§ The data
PR #4544, opened 2023-12-07
fix path on Windows

### LINKED ISSUE #3272: Can't resolve graphl file when using Webpack 5 (and nextjs)

artola:
- closes #3272

@sibelius, here is a PR addressing this long-standing issue. This is a follow-up to your [comment](https://github.com/facebook/relay/issues/3272#issuecomment-1836003327).


sibelius (commented):
can you add a test?

artola:
> can you add a test?

A test has been added to ensure that paths are properly handled. On both POSIX and non-POSIX platforms, it should always emit forward slashes.

PR #4550, opened 2023-12-12
fix: correct typo `interaction`

JeffGuKang:
`intecation` => `interaction`


alunyov:
Thank you for the fix, can you also update the source of this page?

captbaritone:
@JeffGuKang The source of truth for this content is here: https://github.com/facebook/relay/blob/main/website/docs/tutorial/queries-2.md

PR #4565, opened 2024-01-06
Add fuzz-harness for graphql-syntax

silvergasp:


silvergasp:
See #4566 for more context.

§ Exercise brief
Which lines in the listing above hold the word "interaction"? Show each of them.

§ The answer
fix: correct typo `interaction`
`intecation` => `interaction`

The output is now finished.